▸ **Work order**: Please copy each line below that contains the word "equiv".
::: Information supplied
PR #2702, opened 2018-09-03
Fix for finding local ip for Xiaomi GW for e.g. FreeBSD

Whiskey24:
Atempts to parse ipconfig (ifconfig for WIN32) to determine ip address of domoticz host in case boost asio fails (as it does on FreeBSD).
::::::
::: Information supplied
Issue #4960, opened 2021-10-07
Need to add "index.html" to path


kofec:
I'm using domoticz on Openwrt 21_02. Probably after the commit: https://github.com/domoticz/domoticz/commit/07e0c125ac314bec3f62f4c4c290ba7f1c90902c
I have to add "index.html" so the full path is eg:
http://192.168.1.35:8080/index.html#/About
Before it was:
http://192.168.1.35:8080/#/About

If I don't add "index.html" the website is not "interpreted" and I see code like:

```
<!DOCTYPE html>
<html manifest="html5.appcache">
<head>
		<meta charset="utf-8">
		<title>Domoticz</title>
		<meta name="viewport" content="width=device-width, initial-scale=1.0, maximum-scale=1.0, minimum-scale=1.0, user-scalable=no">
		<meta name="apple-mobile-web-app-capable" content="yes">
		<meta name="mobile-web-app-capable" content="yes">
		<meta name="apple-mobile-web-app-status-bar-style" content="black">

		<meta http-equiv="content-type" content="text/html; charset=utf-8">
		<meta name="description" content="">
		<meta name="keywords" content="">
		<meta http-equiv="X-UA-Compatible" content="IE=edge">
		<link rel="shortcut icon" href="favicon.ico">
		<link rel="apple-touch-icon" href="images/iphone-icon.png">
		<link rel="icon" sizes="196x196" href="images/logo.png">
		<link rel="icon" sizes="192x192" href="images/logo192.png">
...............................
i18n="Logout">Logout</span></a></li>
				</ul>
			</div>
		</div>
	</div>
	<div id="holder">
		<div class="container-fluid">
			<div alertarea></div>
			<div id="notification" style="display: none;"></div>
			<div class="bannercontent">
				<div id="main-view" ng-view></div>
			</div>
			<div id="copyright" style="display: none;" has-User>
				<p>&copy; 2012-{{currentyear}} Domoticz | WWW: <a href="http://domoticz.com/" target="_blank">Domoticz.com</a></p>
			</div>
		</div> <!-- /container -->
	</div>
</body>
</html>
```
::::::
::: Information supplied
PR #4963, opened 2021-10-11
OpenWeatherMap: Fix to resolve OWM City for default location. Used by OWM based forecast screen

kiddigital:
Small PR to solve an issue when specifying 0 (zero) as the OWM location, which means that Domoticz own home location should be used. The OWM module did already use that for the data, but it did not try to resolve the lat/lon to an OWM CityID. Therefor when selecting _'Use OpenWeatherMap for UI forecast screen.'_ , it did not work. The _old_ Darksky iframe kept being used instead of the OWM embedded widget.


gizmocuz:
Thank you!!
::::::
▸ **Exercise result**:
		<meta http-equiv="content-type" content="text/html; charset=utf-8">
		<meta http-equiv="X-UA-Compatible" content="IE=edge">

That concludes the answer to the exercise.